Key components: Single region · Primary DB + Redis cache · Synchronous core path · Basic monitoring
Move to next phase when: p99 latency exceeds SLO or DB CPU sustained above 70%
Phase 2: Growth (100K to 10M users)
Split read/write paths, introduce async processing for non-critical work, add caching layers and horizontal scaling.
Key components: Read replicas or CQRS · Message queue for async work · CDN / edge caching · Service-level SLOs
Move to next phase when: Hot keys, fan-out bottlenecks, or ops toil from manual scaling
Phase 3: Scale (10M+ users)
Shard data plane, multi-region active-active or active-passive, formal DR runbooks, cost optimization.

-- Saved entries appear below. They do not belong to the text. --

PR #85, opened 2023-07-07
Fix: GetAll not accepting slices of maps

Aflynn50:
This bugfix adds support to `GetAll` for queries involving maps. This was missed in the maps PR. Currently, `GetAll` gives an error saying it only accepts slices of structs.

This PR also adds a few more cases to the `Get` tests to verify support for maps and tides up/minorly corrects some other tests relating to maps.


niemeyer (commented):
Thanks for the fix.

niemeyer (approved):

PR #86, opened 2023-07-07
Error on unexpected output in `GetAll`

Aflynn50:
The PR adds a check in `GetAll` that triggers an error if the query has no output expressions but arguments were passed to `GetAll`. This PR brings the behaviour of `GetAll` in line with `Get` which already implements this check.

This error is useful if a user has not realised that all results in a query need to be inside output expressions and write something like this:
```SQL
SELECT name FROM person
```
In SQLair this will be executed wit `sql.Exec` and no results will be available since it contains no output expressions.


niemeyer (approved):
Thanks!

PR #87, opened 2023-07-14
Enforce matching bracketing in output expressions

Aflynn50:
This PR changes the syntax of output expressions. For output expressions with columns both sides now need to be unbracketed, or bracketed.

This PR is intended to ensure that the syntax stays consistent. This requirement may be relaxed in the future.

Now allowed:
- `(name, id) AS (&Person.*)`
- `(name) AS (&Person.*)`
- `name AS &Person.*`

Now not allowed:
- `(name, id) AS &Person.*`
- `(name) AS &Person.*`
- `name AS (&Person.*)`


niemeyer (approved):
Looks good, thanks!

PR #88, opened 2023-07-17
Error on struct with no tags

Aflynn50:
This PR adds in a check for output expressions that use an asterisk, e.g. `&MyStruct.*`. If the struct has no `db` tags then an error will be thrown. Currently, the statement `SELECT &MyStruct.* FROM t` would result in the SQL `SELECT  FROM t` which would trigger a parsing error from the database.


niemeyer (approved):
Nice and clean as well, thanks.

PR #89, opened 2023-07-17
Error on missing output columns

Aflynn50:
Add an error triggered when columns from output expressions do not appear in query results. This could happen when a output expressions is within a `WITH` clause of a query.

Also refactor `TestIterGetErrors` to be more concise and reliable. Before, if no error was thrown by `iter.Get` the test could still pass.

### DIFF
--- a/internal/expr/query.go
+++ b/internal/expr/query.go
@@ -199,7 +199,7 @@ func (qe *QueryExpr) ScanArgs(columns []string, outputArgs []any) (scanArgs []an
 
 	for i := 0; i < len(qe.outputs); i++ {
 		if !columnInResult[i] {
-			return nil, nil, fmt.Errorf("column %q for struct %q not found in results", qe.outputs[i].memberName(), qe.outputs[i].outerType().Name())
+			return nil, nil, fmt.Errorf(`query uses "&%s" outside of result context`, qe.outputs[i].outerType().Name())
 		}
 	}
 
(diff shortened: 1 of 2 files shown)


package_test.go
```diff
@@ -274,64 +274,77 @@ func (s *PackageSuite) TestIterGetErrors(c *C) {
...
+		        (SELECT &Person.id
+		        FROM person)
+		        SELECT id
+		        FROM person, averageID
+		        WHERE id > averageID.avgid
+				LIMIT 1`,
+		types:   []any{Person{}},
+		inputs:  []any{},
+		outputs: []any{&Person{}},
+		err:     `cannot get result: column "id" for struct "Person" not found in results`,
```
niemeyer: As we discussed, the error here is unclear since the real issue is the &Person.id is being used in a wrong context. Maybe something along the lines of:
```
cannot get result: query uses &Person.id outside of result context
```
Also, FWIW the query right above seems broken a bit too much.

niemeyer (changes requested):

package_test.go

letFunny (approved):

internal/expr/query.go
```diff
@@ -151,6 +151,7 @@ func (qe *QueryExpr) ScanArgs(columns []string, outputArgs []any) (scanArgs []an
 
 	// Generate the pointers.
 	var ptrs = []any{}
+	var columnInResult = make(map[int]bool)
```
niemeyer: Sorry for missing this earlier, but this can be just a simple slice:
```
var columnInResult = make([]bool, len(qe.outputs))
```

niemeyer (approved):
One detail, and LGTM

internal/expr/query.go
Aflynn50: Good point, changed from map to slice.

niemeyer (approved):
Thanks!

PR #90, opened 2023-07-25
Improve comments in `parser.go`

Aflynn50:
Correct and improve on the content of some of the comments in `parser.go`. Also limit the line width to 80 columns in the comments (assuming you have tabs set to 4 spaces).


internal/expr/parser.go
```diff
@@ -487,8 +487,8 @@ func (p *Parser) parseTargetTypes() (types []fullName, parentheses bool, ok bool
 	return nil, false, false, nil
 }
 
-// parseOutputExpression requires that the ampersand before the identifiers must
-// be followed by a name byte.
+// parseOutputExpression parsers a SQLair output expression. See the package
```
niemeyer: Typo ("parsers"). This comment can be dropped entirely, though, since it's literally reading the function name.

internal/expr/parser.go
```diff
@@ -541,7 +541,10 @@ func (p *Parser) parseInputExpression() (*inputPart, bool, error) {
 			if fn.name == "*" {
 				return nil, false, fmt.Errorf(`asterisk not allowed in input expression "$%s"`, fn)
 			}
-			return &inputPart{sourceType: fn, raw: p.input[cp.pos:p.pos]}, true, nil
+			return &inputPart{
+				sourceType: fn,
+				raw:        p.input[cp.pos:p.pos],
+			}, true, nil
```
niemeyer: FWIW, this seems slightly less readable for some reason, probably because it's adding too much spacing in what's a small amount of code, and at the same time moving away the other results being returned (true and nil).

Compare that with this one, for instance:
```
part := &inputPart{sourceType: rn, raw: p.input[...]}
return part, true, nil
```

internal/expr/parser.go
```diff
@@ -333,30 +337,27 @@ func (p *Parser) skipName() bool {
...
 		return "*", true
 	}
 	return p.parseIdentifier()
 }
 
-// parseIdentifier parses a name made up of only nameBytes. On success it
-// returns the parsed string and true. Otherwise, it returns the empty string
-// and false.
+// parseIdentifier parses a name made up of only name bytes.
 func (p *Parser) parseIdentifier() (string, bool) {
```
niemeyer, line 470: Something a bit curious here. What's the difference between a name and an identifier?  If there's none, we shoudn't have two names for them. If there is some, we should define what an identifier is in a way that is not just referring to it being a name.

internal/expr/parser.go
```diff
@@ -6,17 +6,20 @@ import (
...
 	// prevPart is the value of pos when we last finished parsing a part.
 	prevPart int
 	// partStart is the value of pos just before we started parsing the part
-	// under pos. We maintain partStart >= prevPart.
+	// under pos. Invariant: partStart >= prevPart.
 	partStart int
 	parts     []queryPart
 }
 
+// NewParser returns an uninitiated Parser.
```
niemeyer: What is an uninitialized Parser, in terms of the public API of this package?  Isn't it just NewParser => Parse?

internal/expr/parser.go
```diff
@@ -6,17 +6,20 @@ import (
 	"strings"
 )
 
+// Parser is an object for parsing SQL queries containing SQLair expressions.
+// It is used for generating a ParsedExpr with the Parse method.
```
niemeyer: In general we don't document the methods on the type, since they have their own documentation. There are exceptions for types which need some handholding due to their complexity, but that doesn't seem to be the case here.

niemeyer (changes requested):
Thanks, lots of improvements there.

Only a few details.. mostly low importance nitpicks. Blocking mainly due to the documentation of the package external interface being a bit misleading (see the "uninitialized" bit).

internal/expr/parser.go

internal/expr/parser.go
Aflynn50: That's true, in terms of the API it doesn't mean much. I've removed this comment as there's really nothing to say in it that is not clear from the function name.

internal/expr/parser.go
Aflynn50: Removed comment.

internal/expr/parser.go
Aflynn50: There is none, I've added a separate PR to change it #109.

internal/expr/parser.go
Aflynn50: Changed it back to being a one liner.

PR #91, opened 2023-07-25
Improve comments in `prepare.go`

Aflynn50:
Correct and improve on the content of some of the comments in `prepare.go`. Also limit the line width to 80 columns in the comments (assuming you have tabs set to 4 spaces).


internal/expr/prepare.go
```diff
@@ -306,5 +317,9 @@ func (pe *ParsedExpr) Prepare(args ...any) (expr *PreparedExpr, err error) {
 		}
 	}
 
-	return &PreparedExpr{inputs: inputs, outputs: outputs, sql: sql.String()}, nil
+	return &PreparedExpr{
+		inputs:  inputs,
+		outputs: outputs,
+		sql:     sql.String(),
+	}, nil
```
niemeyer: Same comment as the previous PR. Let's please not establish this as a pattern.

Do you find it inconvenient to read these short one-liners?

internal/expr/prepare.go
```diff
@@ -213,10 +223,9 @@ func prepareOutput(ti typeNameToInfo, p *outputPart) (outCols []fullName, typeMe
 
 type typeNameToInfo map[string]typeInfo
 
-// Prepare takes a parsed expression and struct instantiations of all the types
-// mentioned in it.
-// The IO parts of the statement are checked for validity against the types
-// and expanded if necessary.
+// Prepare takes a parsed expression and samples of all the types mentioned in
+// its SQLair expressions. The input and output parts of the statement are
+// validated against the sample types and columns are expanded where necessary.
```
niemeyer, line 207: Much better comment, thanks.

internal/expr/prepare.go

Key components: Database sharding / partitioning · Multi-region replication · Auto-scaling + chaos testing · Dedicated platform/SRE ownership
Move to next phase when: Regional failure domain risk, compliance data residency, or linear cost growth unsustainable
SLOs & Error Budgets
| Metric | Target | Rationale |
|---|---|---|
| Core user-facing availability | 99.95% | Budget for planned maintenance + unplanned failures without user-visible outage. |
| p99 latency (critical path) | Problem-specific — state target early and tie to capacity math | Interview credibility comes from connecting SLO to architecture choices. |
| Error rate (5xx) | < 0.1% | Distinguishes transient blips from systemic failure requiring rollback. |
| Data durability | 99.999999999% (11 nines) for committed writes | Define which operations require fsync/quorum vs async replication. |
Incident Scenarios (2am reality)
| Scenario | How you detect | Mitigation |
|---|---|---|
| Primary database unavailable | Health check failures, connection pool exhaustion alerts, elevated 5xx | Failover to replica / promote standby; enable read-only degraded mode if writes impossible; queue writes if async path exists |
| Traffic spike (10× normal) | RPS anomaly alert, autoscaling lag, latency SLO burn rate | Rate limit non-critical endpoints; scale read path horizontally; pre-warm caches; shed load on expensive operations |
| Bad deploy causing elevated errors | Canary metric regression, error budget burn, deployment correlation | Automated rollback within 5 minutes; feature flag kill switch; maintain N-1 compatibility |
Cost Drivers (Staff lens)
- Egress bandwidth and CDN (often dominates media/data-heavy systems)
- Database storage + IOPS at scale (plan compaction, TTL, tiering)
- Compute for async pipelines (right-size workers, spot instances for batch)
- Managed service premiums vs operational headcount trade-off
Multi-Region & DR
Start single-region with cross-AZ redundancy. Add read replicas in secondary region for DR. Move to active-active only when latency SLO or data residency requires it — accept conflict resolution complexity explicitly.